Sampling Statistics with the USING SAMPLE Option - Teradata Database

Teradata Database Administration

Product
Teradata Database
Release Number
15.10
Language
English (United States)
Last Update
2018-10-06
Product Category
Software

If you find that recollection on columns with evenly distributed data (that is, data with little or no data skew) is too costly in terms of performance, try using sampled statistics instead.

To use sample statistics, specify the USING SAMPLE option of the COLLECT STATISTICS request. You can collect sample statistics with a system-determined sample or you can specify a sample percentage. If you specify the sample percentage, Teradata reads the specified percent of rows to collect statistics.

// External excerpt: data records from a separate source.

PR #1952, opened 2023-10-07
Remove default damage behaviour

GoldenStack:
Removes void and fire damage handling that Minestom handles by default.
It's just not something that should be default behaviour.


GoldenStack:
Moving to CE

PR #1986, opened 2024-02-09
Add aliases to a literal argument

Codestech1:
Adds a way to add aliases to a literal argument


mworzala:
This should be done either by adding another Literal with your alias, or add a Word with the possible values.

Codestech1:
bruh

PR #1994, opened 2024-02-11
Fix Maven Central Link

AndusDEV:
Just a simple change from https://central.sonatype.com/artifact/net.minestom/minestom to https://central.sonatype.com/artifact/net.minestom/minestom-snapshots


MelonHell (approved):

mworzala:
oops. thanks for the fix

PR #1996, opened 2024-02-15
Fix: FakePlayer is not registered in connection player map

Fauxle:
FakePlayers, when initialized, have no mapping in `connectionPlayerMap` in `ConnectionManager` because it looks like `ConnectionManager#createPlayer` is not being called. This commit adds a fallback to connection manager where if a player is being transitioned from login to config and no connection <-> player map exists, set it as a fallback. The map needs to be set because if the FakePlayer is disconnected, it causes inaccurate player online counts and issues for duplicate FakePlayers with the same username.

If Teradata determines the sample percent, the system determines when to switch to sampling and the appropriate degree of sampling that can be used without sacrificing quality. The downgrade approach works like this:

1 The first time you request a sample statistics collection, Teradata collects full statistics. This gives Teradata information it needs to determine when to downgrade to a smaller percentage.

2 On subsequent requests to recollect statistics, Teradata collects full statistics until it has collected enough statistics history.

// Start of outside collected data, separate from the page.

PR #1997, opened 2024-02-17
General improvement for code readability

TheMeinerLP:
This PR improves the code structure and readability for the recipe manager. The packages were extracted into an interface with a static method and only released on package. A To-Do has been removed and the switch statement has been tidied up.

### DIFF
--- a/src/main/java/net/minestom/server/recipe/PacketDeclaration.java
+++ b/src/main/java/net/minestom/server/recipe/PacketDeclaration.java
@@ -1,0 +1,104 @@
+package net.minestom.server.recipe;
+
+import net.minestom.server.network.packet.server.play.DeclareRecipesPacket;
+import org.jetbrains.annotations.NotNull;
+
+interface PacketDeclaration {
+
+    @NotNull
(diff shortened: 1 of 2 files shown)


mworzala:
Sorry I haven't responded to this I have been thinking. I don't love the weird random interface with a bunch of impl in it. That feels very messy to me. I believe it would be be better at least as a final class clearly intended as a utility, or perhaps move the conversion to packet into a function in the Recipe which is overridden by each impl (to return a declared recipe packet object).

TheMeinerLP:
The goal of the PR was to offer readability, maintainability, backward compatibility and hardening of the API. Compared to before, this is more readable and less breakable than building a new structure that breaks APIs or software interfaces in general. 

In that sense, we have differentiated views on software architecture and software design. 

What would be the counter-proposal and what would your ideal vision look like?

iam4722202468:
Why would you use an interface when it's never implemented? A utility class makes a lot more sense, and fits with the current codebase.

How are you hardening the API when this code is not accessible from the API? This PR makes no API changes, all methods are package private.

mworzala:
Closing in favor of #2010. I tried to commit to your branch but apparently permission has been denied.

3 Using the statistics history, Teradata evaluates the nature of the column (for example, skewed, rolling, or static). Teradata considers the column usage (detailed or summary data), which it maintains in DBC.StatsTbl.UsageType field, and the user-specified number of intervals to decide when to downgrade to sample statistics. The system is more aggressive in downgrading to sample statistics for the histograms whose summary data is used.

4 Teradata determines a sample percentage (2% to 100%) for recollecting statistics and decides which formula to use for scaling based on the history and nature of the column.

5 To ensure quality, Teradata compares the recollected statistics to the history. The system lowers the sampling percentage only if a smaller sample provides quality results.

For example, Teradata never switches to sampled statistics for small tables, skewed columns, a column that is member of the partitioning expression, or columns that require details.

After few sample statistics collections, Teradata may collect full statistics to verify and adjust the sample percentage and the extrapolation method.

Sample statistics are not supported on views and queries.

A DBS Control utility Cost Profile field AutoSampleStats defaults all the COLLECT STATISTICS requests to the SYSTEM SAMPLE option. You can override the Cost Profile default for individual COLLECT STATISTICS requests by explicitly specifying the required sample percentage.

To determine the sampling percentage in use, you can query the Data Dictionary table column DBC.StatsTbl.SampleSizePct.

Example  

The following requests sample statistics on the o_orderkey with user-specified sample percentage. Statistics are collected by reading 10% of the table rows:

COLLECT STATISTICS
             USING SAMPLE 10 PERCENT
            COLUMN o_orderkey
                ON orders;

Example  

The following requests system-determined sample statistics on the o_orderdatetime column. The default sample percentage in DBS Control determines the number of rows sampled. Teradata collects full statistics and remembers the sample option. Teradata considers downgrading the sample percentage after the system captures enough history and the column is identified as eligible for sample statistics:

COLLECT STATISTICS
             USING SYSTEM SAMPLE
            COLUMN o_orderdatetime
                ON orders; 

For more information, also see “Sampled Statistics” in SQL Request and Transaction Processing.

For More Information

For guidelines and suggested tools for collecting statistics, see the following:

  • “COLLECT STATISTICS (Optimizer Form)” in SQL Data Definition Language
  • SQL Request and Transaction Processing:
  • “Query Capture Facility”
  • Submit the SHOW STATISTICS statement with either the SUMMARY option to see summary statistics or the VALUES option to see detailed statistics. For more information, see “SHOW STATISTICS (Optimizer Form)” in SQL Data Definition Language.
  • Teradata Viewpoint Stats Manager portlet described in Viewpoint documentation.